Binance, with over 300 trading pairs, has announced it has added XRP/USDT trading pair. The development has given Ripple (XRP) a slight move towards the North.
With Binance adding XRP trading Pairs the price of Ripple is expected move toward the north massively, or at worst uptick.
In the last 24 hours, the price of Ripple has increased by 5.75%, with its trading value pegged at $0.904. It appears Ripple is receiving more attention since it was added to Binance because the cryptocurrency has managed to remain slightly at a fixed value in the last 7 days.
At the press time, Ripple trading volume is now at $996 Million, and its market capitalization is at $32.25 Billion. There is possibility that Ripple achieves its much anticipated $1 today or anytime soon.

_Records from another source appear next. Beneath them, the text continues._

PR #1331, opened 2016-11-25
implemented full __getitem__ for GenData

pgdr:
Implemented `__getitem__` for data type `GenData` and modernized `GenKw`, `GenKwConfig`, and `GenDataFileType` (now using `EnkfPrototype`).

Implemented `__repr__` for the aforementioned classes.

### DIFF
--- a/python/python/ert/enkf/data/gen_data.py
+++ b/python/python/ert/enkf/data/gen_data.py
@@ -1,21 +1,31 @@
 from cwrap import BaseCClass, CWrapper
 from ert.util import DoubleVector
-from ert.enkf import ENKF_LIB
-
+from ert.enkf import EnkfPrototype
 
 
 class GenData(BaseCClass):
+    TYPE_NAME = "gen_data"
+    _alloc       = EnkfPrototype("void*  gen_data_alloc()", bind = False)
+    _free        = EnkfPrototype("void   gen_data_free(gen_data)")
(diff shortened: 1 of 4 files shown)


python/python/ert/enkf/data/gen_data.py
```diff
@@ -30,6 +30,18 @@ def getData(self):
         GenData.cNamespace().export_data( self , data )
         return data
 
+    def __getitem__( self, idx ):
+        ls = len(self)
+        if isinstance( idx, int ):
+            if idx < 0:
+                idx += ls
+            if 0 <= idx < ls:
+                return self.getData()[idx]
```
joakim-hove: The `GenData` instances can potentially be *large* - they are typically used for seismic data. That means that creating the  full data vector and then only extracting one element from that vector looks very costly. Should rather use `gen_data_iget_double( )` to get one scalar value.

python/python/ert/enkf/data/gen_data.py
```diff
@@ -30,6 +30,18 @@ def getData(self):
...
+            raise IndexError('List index out of range.')
+        if isinstance( idx, slice ):
+            vec = self.getData()
+            return [vec[i] for i in range(*idx.indices(ls))]
```
joakim-hove: With this implementation the slice return value will be a standard Python list; i.e. not the same type as self. I think that is the only possible way to implement slices for `GenData` - but I guess a comment could be added.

Earlier, Revolut, a United Kingdom based global banking alternative also revealed it will be adding Ripple (XRP) any moment. The declaration informs that with a normal Revolut account, crypto enthusiasts have the opportunity to purchase cryptocurrencies by just connecting their UK bank accounts to Revolut protocol, while allowing the platform users the privilege to convert crypto to any fiat currency they wish without any form of hindrance.
Ripple has tried hard to get listed on the most popular exchange, Coinbase, but all efforts, including alleged financial inducement, were futile. The listing would have been a major boost for the cryptocurrency.
Ripple team are trying to move ahead and present a digital coin that will be number one, like bitcoin. The team behind the coin sees partnering with banks and fintechs as possible boost, however, there has been no significant improvement for the altcoin.
In a bid to bring more growth to Ripple, the financial firm recently invested in ideas that can create growth in its ecosystem. Ripple is coasting different industries. The team behind Ripple are eyeing international banks, or possibly become the bank of banks.
Among all coins, Ripple is the first and the only crypto to believe in security regulations. The CEO, Brad Garlinghouse says “Regulators are behaving as they should to make sure we have regulation around KYL and AML. There are reasons for that. If exchanges are trying to circumvent KYC requirements, [regulators] should come in and enforce that.”